* TASK DETAILS *
Only an exact copy of the records, from the line with "KevFan: Yeah, I don't" through the last line, is wanted.

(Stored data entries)
• • • • • • •

PR #884, opened 2024-09-27
consoleplugin reconciler

eguzki:
### What

Deployment of Kuadrant's Openshift dynamic plugin.

ConsolePlugin v1.0 available on OCP >= 4.12 https://docs.openshift.com/container-platform/4.12/rest_api/console_apis/consoleplugin-console-openshift-io-v1.html 

The operator deploys the consoleplugin resources together with the service,deployment and configuration configmap in the operator's namespace

The lifecycle  of the consoleplugin resource, together with the related deployment resources, is linked to the lifecycle of the *topology* configmap. When the topology configmap is created, so is the consoleplugin (and related resources). Same when deleting the topology configmap. 

The consoleplugin will be deployed only on clusters where the CRDs are present, namely Openshift. 

Fixes https://github.com/Kuadrant/console-plugin/issues/46

TODO:
- [x] Prepare release task to add `RELATED_IMAGE_CONSOLEPLUGIN`
- [x] Update helm charts
- [x] Tests
- [x] Doc
- [ ] ~Lifecycle management: delete the plugin when the operator is uninstalled~ -> Left out for future implementation https://github.com/Kuadrant/kuadrant-operator/issues/896

### Verification Steps

Verified on OpenShift v4.15

* Install Gateway API

```shell
make gateway-api-install
```

* Install Istio

Follow [user guide](https://docs.kuadrant.io/0.10.0/kuadrant-operator/doc/install/install-openshift/#step-4-install-and-configure-istio-with-the-sail-operator)

Once istio is installed, we can deploy gateways and routes to be shown in the console plugin 🎨

* Deploy the kuadrant operator

Create `kuadrant-system` namespace. Currently it has to be `kuadrant-system` as it is hardcoded in the consoleplugin service.

```
kubectl create ns kuadrant-system
```

To install the Kuadrant Operator, enter the following command to deploy catalog from this `46-consoleplugin` branch:

```yaml
kubectl apply -f - <<EOF
apiVersion: operators.coreos.com/v1alpha1
kind: CatalogSource
metadata:
  namespace: kuadrant-system
spec:
  sourceType: grpc
  image: quay.io/kuadrant/kuadrant-operator-catalog:46-consoleplugin
  publisher: grpc
  updateStrategy:
    registryPoll:
      interval: 45m
---
apiVersion: operators.coreos.com/v1alpha1
kind: Subscription
metadata:
  name: kuadrant-operator
  namespace: kuadrant-system
spec:
  channel: preview
  installPlanApproval: Automatic
  name: kuadrant-operator
  source: kuadrant-operator-catalog
  sourceNamespace: kuadrant-system
---
kind: OperatorGroup
apiVersion: operators.coreos.com/v1
metadata:
  name: kuadrant
  namespace: kuadrant-system
spec:
  upgradeStrategy: Default
EOF
```
Wait for the Kuadrant Operators to be installed as follows:

```
kubectl get installplan -n kuadrant-system -o=jsonpath='{.items[0].status.phase}'
```

After some time, this command should return `complete`.

Installation done :rocket: Let's try it out 

* Enable Kuadrant's dynamic plugin

It may take some time to load the plugin. The first time it will be **Disabled**. It needs to be enabled.

In `Home -> Overview `, the **status** box has `Dynamic Plugins`. Click on it and then click on **view all**. Enable **kuadrant-console** plugin on the form as below:

Screenshot 2024-10-01 at 11-45-05 cluster · Console · Console plugins · Red Hat OpenShift

Once enabled, wait until the **status** says it is loaded, like in the snapshot below

Screenshot 2024-10-01 at 11-47-06 cluster · Console · Console plugins · Red Hat OpenShift

Refresh the openshift's console and a new entry `Kuadrant` in the left menu will show up

Screenshot 2024-10-01 at 11-51-39 cluster · Console · Console plugins · Red Hat OpenShift

If you check **Overview** and **Policies** it should be all empty (provided there is no gateway, httproute and kuadrant policy installed. Let's populate the cluster with some interesting resources.

* Deploy resources

Apply the Kuadrant custom resource

```yaml
---
kind: Kuadrant
metadata:
  name: kuadrant-sample
spec: {}
EOF
```

Add one gateway

```yaml
---
kind: Gateway
metadata:
  labels:
    istio: ingressgateway
  name: kuadrant-ingressgateway
spec:
  gatewayClassName: istio
  listeners:
  - name: http
    port: 80
    protocol: HTTP
    allowedRoutes:
      namespaces:
        from: All
EOF
```

Add one HTTPRoute
```yaml
---
kind: HTTPRoute
metadata:
  name: toystore
spec:
  parentRefs:
  hostnames:
  - api.toystore.com
  rules:
  - matches:
    - method: GET
      path:
        type: PathPrefix
        value: "/toys"
    backendRefs:
    - name: toystore
      port: 80
EOF
```

Add one RateLimitPolicy

```yaml
---
kind: RateLimitPolicy
metadata:
  name: toystore
spec:
  targetRef:
    kind: HTTPRoute
    name: toystore
  limits:
    "create-toy":
      rates:
      - limit: 5
        duration: 10
        unit: second
EOF
```

After that, the topology graph looks like this:

Screenshot 2024-10-01 at 12-07-33 Policy Topology

* Check console plugin resource (cluster wide resource):
```
kubectl get consoleplugin kuadrant-console -o yaml
```

You should get something like:

```yaml
apiVersion: console.openshift.io/v1
kind: ConsolePlugin
metadata:
  creationTimestamp: "2024-10-01T09:39:54Z"
  generation: 1
  labels:
    app: kuadrant-console
    app.kubernetes.io/component: kuadrant-console
    app.kubernetes.io/instance: kuadrant-console
    app.kubernetes.io/name: kuadrant-console
    app.kubernetes.io/part-of: kuadrant-console
  name: kuadrant-console
  resourceVersion: "130839645"
  uid: 5318cd76-993b-4597-b681-fe89257eadff
spec:
  backend:
    service:
      basePath: /
      name: kuadrant-console
      namespace: kuadrant-system
      port: 9443
    type: Service
  displayName: Kuadrant Console Plugin
  i18n:
    loadType: ""
```

### Cleanup

```
kubectl delete consoleplugin kuadrant-console
```

```
kubectl delete namespace kuadrant-system
```


controllers/state_of_the_world.go
```diff
@@ -130,16 +132,40 @@ func NewPolicyMachineryController(manager ctrlruntime.Manager, client *dynamic.D
 		// TODO: add tls policy specific tasks to workflow
 	}
 
+	ok, err = openshift.IsConsolePluginInstalled(manager.GetRESTMapper())
+	if err != nil || !ok {
+		logger.Info("console plugin is not installed, skipping related watches and reconcilers", "err", err)
+	} else {
+		controllerOpts = append(controllerOpts,
+			controller.WithRunnable("consoleplugin watcher", controller.Watch(&consolev1.ConsolePlugin{}, openshift.ConsolePluginsResource, metav1.NamespaceAll)),
```
guicassolato, line 140: Should we use label predicates here?

```suggestion
			controller.WithRunnable("consoleplugin watcher", controller.Watch(&consolev1.ConsolePlugin{}, openshift.ConsolePluginsResource, metav1.NamespaceAll, controller.FilterResourcesByLabel[*consolev1.ConsolePlugin](fmt.Sprintf("app=%s", consoleplugin.KUADRANT_CONSOLE)))),
```

.github/workflows/build-images-base.yaml
```diff
@@ -27,6 +27,10 @@ on:
         description: WASM Shim version
         default: latest
         type: string
+      consolePluginImageURL:
```
eguzki, line 30: @didierofrivia  @maleck13 trying here complete URL instead of some "version". What are your thoughts about this?

controllers/state_of_the_world.go
eguzki: done

controllers/state_of_the_world.go
```diff
@@ -130,16 +133,42 @@ func NewPolicyMachineryController(manager ctrlruntime.Manager, client *dynamic.D
 		// TODO: add tls policy specific tasks to workflow
 	}
 
+	ok, err = openshift.IsConsolePluginInstalled(manager.GetRESTMapper())
+	if err != nil || !ok {
+		logger.Info("console plugin is not installed, skipping related watches and reconcilers", "err", err)
+	} else {
+		controllerOpts = append(controllerOpts,
```
jasonmadigan, line 140: think it makes sense to show the kuadrant `ConsolePlugin`, but noticed from the topology screenshot it's showing _all_ `ConsolePlugin` resources, which we probably don't want (e.g. the monitoring-plugin, which isn't related to Kuadrant).

eguzki: Right, I will implement two "filters" in that regards:
* the consoleplugin watcher now contains a predicate with a label selector
* Only watch on the expected namespace, that the operator knows at this stage.

jasonmadigan: perfect

jasonmadigan:
Merged the docs

jasonmadigan:
LGTM

jasonmadigan (approved):

Makefile
```diff
@@ -340,7 +340,7 @@ build: generate fmt vet ## Build manager binary.
 
 run: export LOG_LEVEL = debug
 run: export LOG_MODE = development
-run: export OPERATOR_NAMESPACE = kuadrant-system
+run: export OPERATOR_NAMESPACE = $(shell kubectl config view --minify -o jsonpath='{..namespace}')
```
KevFan, line 343: This gives an empty value for me for a kind and crc cluster, so it will panic for most people using `make run` here unless it's just me 🤔 
https://github.com/Kuadrant/kuadrant-operator/blob/128ea20995e1b81fb4f26c9b63e8c175ee68e17e/controllers/state_of_the_world.go#L158

```json
{
    "kind": "Config",
    "apiVersion": "v1",
    "preferences": {},
    "clusters": [
        {
            "name": "api-crc-testing:6443",
            "cluster": {
                "server": "https://api.crc.testing:6443",
                "certificate-authority-data": "DATA+OMITTED"
            }
        }
    ],
    "users": [
        {
            "name": "developer/api-crc-testing:6443",
            "user": {
                "token": "REDACTED"
            }
        }
    ],
    "contexts": [
        {
            "name": "/api-crc-testing:6443/developer",
            "context": {
                "cluster": "api-crc-testing:6443",
                "user": "developer/api-crc-testing:6443"
            }
        }
    ],
    "current-context": "/api-crc-testing:6443/developer"
}
```

controllers/consoleplugin_reconciler.go
```diff
@@ -0,0 +1,128 @@
...
+	})
+
+	topologyExists := len(existingTopologyConfigMaps) > 0
+
+	// Service
+	service := consoleplugin.Service(r.namespace)
+	if !topologyExists {
+		utils.TagObjectToDelete(service)
+	}
+	err := r.ReconcileResource(ctx, &corev1.Service{}, service, reconcilers.CreateOnlyMutator)
```
KevFan, line 85: I guess if we want to align with the conventions agreed, we do not want to use this `r.ReconcileResource` function, since it performs a `Get` from the api server. Instead we want to get this resource from the topology 🤔 
Although not sure do we want to block this PR for this

Makefile
eguzki: The command line `kubectl config view --minify -o jsonpath='{..namespace}'` is pretty common way to parse the current context's namespace. I do not think there is anything wrong with it. 

Your kubeconfig does not have namespace set on the current context. This is a portion of my kubeconfig

```yaml
contexts:
- context:                                                                 
    cluster: mycluster:443                   
    namespace: kuadrant-system                                             
    user: eguzki/mycluster:443               
  name: kuadrant-system/mycluster:443/eguzki 
current-context: kuadrant-system/mycluster:443/eguzki 
```

Maybe `oc project kuadrant-system` will help??

I will try to enhance makefile command to handle error when the namespace is not available.

controllers/consoleplugin_reconciler.go
eguzki: `ReconcileResource` has some functionality we still does not have in the new approach. Do you mind letting this implementation go through? In exchange, I will open issue to address that as tech debt

BTW, I realize that the old issue of endless reconciliation loop for authconfig https://github.com/Kuadrant/kuadrant-operator/issues/354 we fixed with the dry run https://github.com/Kuadrant/kuadrant-operator/blob/main/pkg/library/reconcilers/base_reconciler.go#L156

```go
desired.SetResourceVersion(obj.GetResourceVersion())
	if err := b.Client().Update(ctx, desired, client.DryRunAll); err != nil {
		return err
	}
```
can now become an issue again with the topology being the source of truth.

eguzki: added

Makefile
eguzki: added

KevFan: Hmm, yeah adding `oc project kuadrant-system` will add the `namespace` to the project, but without it there no namespace in the context

controllers/consoleplugin_reconciler.go
KevFan: Yeah, I'm fine with leaving it to be addressed later 👍

Makefile
KevFan: Yeah, I don't know about this change tbh. I'm getting the following whenever I run `make run` on a fresh **kind** cluster made using `make local-env-setup`, so this will affect the `make run` command once merged to main.
```
🚨 namespace could not be parsed from kubeconfig 💥
```
This does get set on a **CRC** cluster as I was interfacting with the cluster by following the verification steps. So I assume this gets set typically when interacting with an openshift type cluster unless I'm missing something 🤔 

TBH the env var has a default now also so we probably don't need this set in the makefile also unless people want to explicitly change it
https://github.com/Kuadrant/kuadrant-operator/blob/c194aa4144349fc4f5be61cb549fa2042ca3e49c/controllers/state_of_the_world.go#L35

KevFan:
Verified steps on a local CRC cluster on Openshift version 4.16.7

Makefile
eguzki: Sorry, I wanted to read the namespace from the kubeconfig context, but turns out that in local env (kind), there is no namespace for the current context. 

Reverting to previous state with the addition of adding `OPERATOR_NAMESPACE` makefile variable to override default value (`kuadrant-system`).

eguzki: Actually, I think that for `make run`, the `OPERATOR_NAMESPACE` should be:
* When `OPERATOR_NAMESPACE` makefile variable is set, it takes that value. Else
* namespace from kubeconfig current context. If empty, then
* default from `KUADRANT_NAMESPACE` makefile variable, i.e. `kuadrant-system`.

But we can leave this for other PR.

KevFan (approved):
Looks good to me!

.github/workflows/build-images-base.yaml
eguzki: sorry guys, accepted by (answer) omission. 

We can always change that later

Makefile
eguzki: cc @Boomatang ^^

controllers/consoleplugin_reconciler.go
eguzki: Created issue https://github.com/Kuadrant/kuadrant-operator/issues/916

• • • • • • •

* ANSWER TO THIS EXERCISE *
KevFan: Yeah, I don't know about this change tbh. I'm getting the following whenever I run `make run` on a fresh **kind** cluster made using `make local-env-setup`, so this will affect the `make run` command once merged to main.
```
🚨 namespace could not be parsed from kubeconfig 💥
```
This does get set on a **CRC** cluster as I was interfacting with the cluster by following the verification steps. So I assume this gets set typically when interacting with an openshift type cluster unless I'm missing something 🤔 

TBH the env var has a default now also so we probably don't need this set in the makefile also unless people want to explicitly change it
https://github.com/Kuadrant/kuadrant-operator/blob/c194aa4144349fc4f5be61cb549fa2042ca3e49c/controllers/state_of_the_world.go#L35

KevFan:
Verified steps on a local CRC cluster on Openshift version 4.16.7

Makefile
eguzki: Sorry, I wanted to read the namespace from the kubeconfig context, but turns out that in local env (kind), there is no namespace for the current context. 

Reverting to previous state with the addition of adding `OPERATOR_NAMESPACE` makefile variable to override default value (`kuadrant-system`).

eguzki: Actually, I think that for `make run`, the `OPERATOR_NAMESPACE` should be:
* When `OPERATOR_NAMESPACE` makefile variable is set, it takes that value. Else
* namespace from kubeconfig current context. If empty, then
* default from `KUADRANT_NAMESPACE` makefile variable, i.e. `kuadrant-system`.

But we can leave this for other PR.

KevFan (approved):
Looks good to me!

.github/workflows/build-images-base.yaml
eguzki: sorry guys, accepted by (answer) omission. 

We can always change that later

Makefile
eguzki: cc @Boomatang ^^

controllers/consoleplugin_reconciler.go
eguzki: Created issue https://github.com/Kuadrant/kuadrant-operator/issues/916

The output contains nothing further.